Convergence of sequence method, Math behind intuition

Question

Now I want to find convergence of a sequence:

$$ \lim_{n \to \infty} \sqrt[n]{4^n + 5^n}$$

Now I am pretty sure I have solved this using logic on inspection: $4^n \ll 5^n$ as $n\rightarrow\infty$, hence $\sqrt[n]{4^n + 5^n}=\sqrt[n]{ 5^n} = 5$

Now I could go from here with an epsilon delta proof(maybe), but I can't see how I can Mathematically find this value without intuition(that may be wrong).

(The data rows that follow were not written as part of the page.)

Issue #438, opened 2016-06-02
PB to Avro converters incorrectly expect unset optional fields to return null


mpol:
Observed at least in `PersonConverter`.

In fact the getters never return `null`

> If the field is not set, `getFoo()` will return a `Foo` instance with none of its fields set

-- https://developers.google.com/protocol-buffers/docs/reference/java-generated#singular-fields-proto2

so the logic in the converters is incorrect.

PR #442, opened 2016-06-02
Closes #391: Add missing unit tests for avro converters

### LINKED ISSUE #391: Add missing unit tests for avro converters
While preparing #373 I found some avro converter modules from `eu.dnetlib.iis.wf.importer.infospace.converter` package in `iis-wf-import` module lacking unit tests.

mpol:


iis-wf/iis-wf-import/src/test/java/eu/dnetlib/iis/wf/importer/infospace/converter/PersonConverterTest.java
```diff
@@ -0,0 +1,82 @@
...
+        OafEntity oafEntity = emptyEntityBuilder(PERSON_ID).build();
+
+        // execute
+        Person person = converter.convert(oafEntity);
+
+        // assert
+        assertEquals(PERSON_ID, person.getId());
+        assertNull(person.getFirstname());
+        assertNull(person.getSecondnames());
+        assertNull(person.getFullname());
```
mpol: Here we assert the current behaviour, but it is probably not what is expected, because of #438.

iis-wf/iis-wf-import/src/test/java/eu/dnetlib/iis/wf/importer/infospace/converter/OafRelToAvroConverterTestBase.java
```diff
@@ -0,0 +1,81 @@
...
+        assertEquals(SOURCE_ID, getSourceId.apply(rel));
+        assertEquals(TARGET_ID, getTargetId.apply(rel));
+    }
+
+    //------------------------ PRIVATE --------------------------
+
+    private OafRel createOafRelObject() {
+        return OafRel.newBuilder().setSource(SOURCE_ID).setTarget(TARGET_ID)
+                // the following values do not matter for the converters but the fields are required
+                .setRelType(irrelevantType).setSubRelType(irrelevantSubtype)
```
mpol: I wonder if setting these types for each test is a good idea at all. Maybe I should just put any sample types here? If the converters don't care, why should I?

marekhorst: We shouldn't care. Proper converter is picked based on `columnFamily` so there is no need to check `relType` or `subRelType`.

marekhorst:
I just looked at set of already implemented tests: `DocumentMetadataConverterTest` and `ProjectConverterTest` should be also supplemented with proper test cases.

iis-wf/iis-wf-import/src/test/java/eu/dnetlib/iis/wf/importer/infospace/converter/PersonConverterTest.java
mpol: OK. So the test will have to change after fixing that bug. But for now it is what it is.

iis-wf/iis-wf-import/src/test/java/eu/dnetlib/iis/wf/importer/infospace/converter/DocumentMetadataConverterTest.java
```diff
@@ -1,58 +1,275 @@
...
+    private static void addDescription(OafEntity.Builder builder, String value) {
+        builder.getResultBuilder().getMetadataBuilder().addDescriptionBuilder().setValue(value);
+    }
+
+    private static void setLanguage(OafEntity.Builder builder, String value) {
+        builder.getResultBuilder().getMetadataBuilder().getLanguageBuilder().setClassid(value);
+    }
+
+    private static ImmutableMap<String, List<QualifiedOafJsonRecord>> authorRelations() {
+        String jsonTemplate = "{\"kind\":\"relation\",\"rel\":{\"relType\":\"personResult\",\"subRelType\":\"authorship\",\"relClass\":\"hasAuthor\",\"source\":\"srcId\",\"target\":\"%s\",\"child\":false,\"personResult\":{\"authorship\":{\"ranking\":\"%s\",\"relMetadata\":{}}}}}";
```
marekhorst: We could read it from json resource. Not a strong requirement though.

PR #453, opened 2016-06-03
Closes #405: Drop hbase export support and simplify exporter module internal model

### LINKED ISSUE #405: Drop hbase export support and simplify exporter module internal model
We shouldn't support hbase export in CDH5 version. After dropping support for direct HBase export we could simplify `ActionBuilder` model.

marekhorst:


marekhorst:
Tons of old exporter code with fixed comments, indentations and sections.

marekhorst:
Just pushed two additional commits required after manual merge during rebasing.

iis-wf/iis-wf-export-actionmanager/src/main/java/eu/dnetlib/iis/wf/export/actionmanager/module/AbstractBuilderFactory.java
```diff
@@ -0,0 +1,67 @@
...
+import eu.dnetlib.iis.common.hbase.HBaseConstants;
+
+/**
+ * Abstract action builder factory.
+ * 
+ * @author mhorst
+ *
+ * @param <T> avro input type
+ */
+public abstract class AbstractBuilderFactory<T> implements ActionBuilderFactory<T> {
```
madryk: I think that `AbstractActionBuilderFactory` would be better name

iis-wf/iis-wf-export-actionmanager/src/main/java/eu/dnetlib/iis/wf/export/actionmanager/module/AbstractBuilderFactory.java
```diff
@@ -0,0 +1,67 @@
...
+                .get(EXPORT_TRUST_LEVEL_THRESHOLD + EXPORT_ALGORITHM_PROPERTY_SEPARATOR + algorithmName.name());
+        if (algorithmTrustLevelThreshold != null
+                && !WorkflowRuntimeParameters.UNDEFINED_NONEMPTY_VALUE.equals(algorithmTrustLevelThreshold)) {
+            return Float.valueOf(algorithmTrustLevelThreshold);
+        }
+        String defaultTrustLevelThresholdStr = conf.get(EXPORT_TRUST_LEVEL_THRESHOLD);
+        if (defaultTrustLevelThresholdStr != null
+                && !WorkflowRuntimeParameters.UNDEFINED_NONEMPTY_VALUE.equals(defaultTrustLevelThresholdStr)) {
+            return Float.valueOf(defaultTrustLevelThresholdStr);
+        }
```
madryk: `WorkflowRuntimeParameters` have useful method `getParamValue` for retrieving params that are aware of `$UNDEFINED` constant. I would use it (after changing signature to use `Configuration` object instead of `JobContext`).
I would even consider to extend `WorkflowRuntimeParameters` to handle this whole situation (as separate method):
"Param was not found so use default param as fallback". I am pretty sure that this kind of getting params is used in couple places in iis.

iis-wf/iis-wf-export-actionmanager/src/main/java/eu/dnetlib/iis/wf/export/actionmanager/module/CitationsActionBuilderModuleFactory.java
```diff
@@ -23,139 +24,142 @@
...
+    @Override
+    public ActionBuilderModule<Citations> instantiate(Configuration config, Agent agent, String actionSetId) {
+        return new CitationActionBuilderModule(provideTrustLevelThreshold(config), agent, actionSetId);
+    }
+
+    /**
+     * Creates {@link BlobCitationEntry} from {@link CitationEntry}.
+     * Translates confirence level into trust level applying confidenceToTrustLevelFactor.
+     */
+    public static BlobCitationEntry build(CitationEntry entry, float confidenceToTrustLevelFactor) {
```
madryk: method is used only in inner class so i would move it there

iis-wf/iis-wf-export-actionmanager/src/main/java/eu/dnetlib/iis/wf/export/actionmanager/sequencefile/SequenceFileExporterMapper.java
```diff
@@ -35,135 +32,86 @@
...
+            return propertyValue;
+        } else {
+            // providing default actionset identifier
+            propertyValue = cfg.get(EXPORT_ACTION_SETID);
+            if (StringUtils.isNotBlank(propertyValue) && !WorkflowRuntimeParameters.UNDEFINED_NONEMPTY_VALUE.equals(propertyValue)) {
+                return propertyValue;
+            } else {
+                throw new MappingNotDefinedException(
+                        "no action set identifier defined " + "for algorithm: " + algorithmName.name());
+            }
```
madryk: `WorkflowRuntimeParameters.getParamValue`?

iis-wf/iis-wf-export-actionmanager/src/test/java/eu/dnetlib/iis/wf/export/actionmanager/module/DocumentToSoftwareUrlActionBuilderModuleFactoryTest.java
```diff
@@ -48,43 +48,48 @@
...
     }
 
     // ----------------------- TESTS --------------------------
 
     @Test(expected = NullPointerException.class)
-    public void test_build_null_object() throws Exception {
+    public void test_constructor_null_agent() throws Exception {
         // execute
-        module.build(null, agent, actionSetId);
+        factory.new DocumentToSoftwareUrlActionBuilderModule(trustLevelThreshold, null, actionSetId);
```
madryk: This is unusual syntax. Just use `new DocumentToSoftwareUrlActionBuilderModule()`
This applies for every test for ActionBuilderModule.

iis-wf/iis-wf-export-actionmanager/src/main/java/eu/dnetlib/iis/wf/export/actionmanager/module/CitationsActionBuilderModuleFactory.java
marekhorst: I guess it was left in factory because it is used in unit tests. This is the case when we change class internals due to external requirements (tests). Eventually we could move it to `CitationsActionBuilderModuleUtils` to make it more straightforward.

iis-wf/iis-wf-export-actionmanager/src/test/java/eu/dnetlib/iis/wf/export/actionmanager/module/DocumentToSoftwareUrlActionBuilderModuleFactoryTest.java
marekhorst: I agree, this is unusual but we are dealing with non-static inner class (relies on `AbstractActionBuilderFactory#algorithmName` which is non-static) so this construct is required.

We could drop this e.g. after making `ActionBuilderModule` `algorithmName` aware but on the other hand this would make each `ActionBuilderModule` more complex.

madryk: Ok, we can leave it unchanged.

PR #456, opened 2016-06-06
Closes #394: Write missing comments for aff-matching module

### LINKED ISSUE #394: Add comments and do other small refactorings in aff-matching
For example there is no comment above the method:
OrganizationSectionsSplitter.splitToSections or above the class SectionedNameLevenshteinMatchVoter

Other things:
- AbstractSectionedMatchVoter.voteMatch should be final
- containsMatchingSection - the name is too generic, it should say what it does, e.g. containsOrgSection(List<String> affOrgNameSections, String orgNameSection). This way the implementor of a new class will know what he should do without looking at the comment.

madryk:


iis-wf/iis-wf-affmatching/src/main/java/eu/dnetlib/iis/wf/affmatching/match/voter/CountryCodeLooseMatchVoter.java
```diff
@@ -20,6 +20,10 @@
     
     //------------------------ LOGIC --------------------------
     
+    /**
+     * Returns true if countryCode of affiliation and organization are equal
+     * or one of them is empty.
```
lukdumi: ... if countryCode**s**...
... or **at least** one of them is empty.

iis-wf/iis-wf-affmatching/src/main/java/eu/dnetlib/iis/wf/affmatching/match/voter/CountryCodeStrictMatchVoter.java
```diff
@@ -20,6 +20,9 @@
     
     //------------------------ LOGIC --------------------------
     
+    /**
+     * Returns true if countryCode of affiliation and organization are non empty and equal.
```
lukdumi: I think it would be better to use "link" more often:
... if {@link Affiliation#getCountryCode} and {@link AffMatchOrganization#getCountryCode} are non-empty and equal.

iis-wf/iis-wf-affmatching/src/main/java/eu/dnetlib/iis/wf/affmatching/match/voter/SectionedNameLevenshteinMatchVoter.java
```diff
@@ -20,31 +28,52 @@
     
     //------------------------ CONSTRUCTORS --------------------------
     
+    /**
+     * Default constructor
+     * 
+     * @param minSimilarity - minimum similarity for two sections to be found similar.
+     *      Value must be between (0,1] (minimum similarity equal to one means
+     *      that two sections must be equal).
+     */
```
lukdumi: I would also add:
@see #containsMatchingSection(...

PR #468, opened 2016-06-07
Closes #445: Remove obsolete citation matching related input parameters

### LINKED ISSUE #445: Remove obsolete citation matching related input parameters
Namely: `cit_genAuthorIdxJavaOpts` in primary `workflow.xml`. 

This parameter seems to be related to previous implementation of citation matching algorithm.

marekhorst:


marekhorst:
It turns out no more obsolete parameters were defined except the memory related one.

PR #471, opened 2016-06-08
Closes #458: Aff matching voter strength based on the test data processing instead of voter position

### LINKED ISSUE #458: Aff matching voter strength based on the test data processing instead of voter position

lukdumi:


iis-wf/iis-wf-affmatching/src/main/java/eu/dnetlib/iis/wf/affmatching/match/AffOrgMatcherFactory.java
```diff
@@ -97,12 +98,17 @@ public static AffOrgMatcher createDocOrgRelationMatcher(JavaSparkContext sparkCo
      * Creates {@link AffOrgMatchVoter}s for {@link #createDocOrgRelationMatcher(JavaSparkContext, String, String, String, Float)} 
      */
     public static ImmutableList<AffOrgMatchVoter> createDocOrgRelationMatcherVoters() {
+
+        FittingOrgWordsMatchVoter fitOrgWordsMatchVoter = new FittingOrgWordsMatchVoter(ImmutableList.of(','), 3, 0.8f, 0.9f);
```
marekhorst: Have you considered using spring or some other framework for parameterizing (and also wiring) beans?

Do you think there are any parameter candidates we should provide dynamically at runtime e.g. while conducting series of experiments on large input data.

iis-wf/iis-wf-affmatching/src/main/java/eu/dnetlib/iis/wf/affmatching/match/AffOrgMatcherFactory.java
```diff
@@ -153,11 +159,11 @@ public static AffOrgMatcher createMainSectionHashBucketMatcher() {
...
     public static ImmutableList<AffOrgMatchVoter> createMainSectionHashBucketMatcherVoters() {
         return ImmutableList.of(
-                createNameCountryStrictMatchVoter(),
-                createNameStrictCountryLooseMatchVoter(),
-                createSectionedNameStrictCountryLooseMatchVoter(),
-                createSectionedNameLevenshteinCountryLooseMatchVoter(),
-                createSectionedShortNameStrictCountryLooseMatchVoter());
+                createNameCountryStrictMatchVoter(1f),
+                createNameStrictCountryLooseMatchVoter(1f),
+                createSectionedNameStrictCountryLooseMatchVoter(0.914f),
```
marekhorst: Are those values provided based on accuracy on test data sample?

iis-wf/iis-wf-affmatching/src/main/java/eu/dnetlib/iis/wf/affmatching/match/voter/AffOrgMatchVotersFactory.java
```diff
@@ -15,43 +15,62 @@ private AffOrgMatchVotersFactory() { }
...
     
-    public static AffOrgMatchVoter createNameCountryStrictMatchVoter() {
+    public static AffOrgMatchVoter createNameCountryStrictMatchVoter(float matchStrength) {
         
-        return new CompositeMatchVoter(ImmutableList.of(
+        CompositeMatchVoter voter = new CompositeMatchVoter(ImmutableList.of(
                 new CountryCodeStrictMatchVoter(), 
                 new NameStrictWithCharFilteringMatchVoter(ImmutableList.of(',', ';'))));
         
+        voter.setMatchStrength(matchStrength);
```
marekhorst: Is there any scenario we wouldn't like to set match strenght to `CompositeMatchVoter`? If no, maybe we could enforce providing it as constructor parameter?

Related to this line and all similar lines above.

iis-wf/iis-wf-affmatching/src/main/java/eu/dnetlib/iis/wf/affmatching/match/voter/FittingOrgWordsMatchVoter.java
```diff
@@ -121,11 +121,21 @@ private String filterName(String name) {
...
         }
         
         return filteredName;
     }
+
+    //------------------------ toString --------------------------
+    
+    @Override
+    public String toString() {
+        return "FittingOrgWordsMatchVoter [charsToFilter=" + charsToFilter
```
marekhorst: You may consider using either guava's `MoreObjects.toStringHelper()` or `ToStringBuilder` from `commons-lang`.

iis-wf/iis-wf-affmatching/src/test/java/eu/dnetlib/iis/wf/affmatching/match/voter/AffOrgMatchVoterStrengthEstimator.java
```diff
@@ -149,12 +140,25 @@ public static void classCleanup() throws IOException {
     @Test
     public void estimateVoterMatchStrengths_for_DocOrgRelationMatcher() throws IOException {
         
+        // given
+        
+        createInputDataFromJsonFiles(
+                ImmutableList.of("src/test/resources/experimentalData/input/all_organizations.json"),
```
marekhorst: `src/test/resources/experimentalData/input/` base path appears in 42 places in all affmatch tests, we could consider extracting this root path to some shared test variable.

iis-wf/iis-wf-affmatching/src/main/java/eu/dnetlib/iis/wf/affmatching/match/AffOrgMatcherFactory.java
lukdumi: As to the spring, yes, I thought about it but I'm not sure if it is a good idea, and certainly, not here along with this task.
And as far as parameters are concerned, no, I don't think we can do something in real time. Do you have any ideas?

iis-wf/iis-wf-affmatching/src/main/java/eu/dnetlib/iis/wf/affmatching/match/AffOrgMatcherFactory.java
lukdumi: Yes.

iis-wf/iis-wf-affmatching/src/main/java/eu/dnetlib/iis/wf/affmatching/match/voter/AffOrgMatchVotersFactory.java
lukdumi: Well, probably not, but there are other Voters that don't have it always set. And passing it sometimes in constructors and sometimes via setters would make a mess.

iis-wf/iis-wf-affmatching/src/test/java/eu/dnetlib/iis/wf/affmatching/match/voter/AffOrgMatchVoterStrengthEstimator.java
lukdumi: :+1:

iis-wf/iis-wf-affmatching/src/main/java/eu/dnetlib/iis/wf/affmatching/match/voter/FittingOrgWordsMatchVoter.java
lukdumi: I'll have to think about it, I've never used these methods before.

iis-wf/iis-wf-affmatching/src/main/java/eu/dnetlib/iis/wf/affmatching/match/AffOrgMatcherFactory.java
marekhorst: > As to the spring, yes, I thought about it but I'm not sure if it is a good idea, and certainly, not here along with this task.

OK, just wanted to indicate using spring seems to be tempting. Not in this task, of course.

> And as far as parameters are concerned, no, I don't think we can do something in real time. Do you have any ideas?

All the hardcoded flat/int values attracted my attention (e.g. the ones parameterizing `FittingOrgWordsMatchVoter`) - if they are going to be changed regularly while adjusting algorithm it might be reasonable to provide them at runtime between executions. If not - lets leave it as it is.

lukdumi: Well, we could of course generate it in mvn or something, and maybe one day we will do it. But for now it seems to me this is not very important thing. And this will only change when the test data changes and it won't very often.
But you're right, the best solution would be for it to work automatically.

Any advice would be greatly appreciated!

Note: The title can be edited freely(with relevance of course), I wasn't sure what to label it.

Answer 1

In the same spirit as Fermat, rewrite $$4^n+5^n=5^n \Big(1+(\frac{4}{5})^n\Big)$$ So $$ {\sqrt[n]{4^n + 5^n}}= {\sqrt[n]{5^n(1 + (\frac{4}{5})^n})}=5 \sqrt[n]{1 + (\frac{4}{5})^n}$$ Now, consider the Taylor series of $\sqrt[n]{1+x}$ when $x$ is small; it is given by $$\sqrt[n]{1+x}=1+\frac{x}{n}+O\left(x^2\right)$$ Replace now $x$ by $\Big(\frac{4}{5}\Big)^n$ and you finally end with $${\sqrt[n]{4^n + 5^n}} \simeq 5+\frac{5}{n} \Big(\frac{4}{5}\Big)^n$$

Let us try for a few values of $n$. For $n=10$ the exact value is $5.051256749$ while the approximation is $5.053687091$. For $n=20$ the exact value is $5.002866636$ while the approximation is $5.002882304$.

Answer 2

$$\lim \limits_{n \to \infty} {\sqrt[n]{4^n + 5^n}}=\lim \limits_{n \to \infty} {\sqrt[n]{5^n(1 + (\frac{4}{5})^n})}=5$$ Since $(\frac{4}{5})^{n}$ goes to zero as $n$ tends to infinity. But David Mitra's answer in his comment is more nice!

Answer 3

Another way: log the expression to get $$ \frac{\log (5^n + 4^n)}{n} = \frac{\log 5^n + \log (1+(\frac{4}{5})^n)}{n} \sim \log 5 + \frac{(\frac{4}{5})^n}{n} \to_n \log 5 $$ Now exponentiate and get $5$.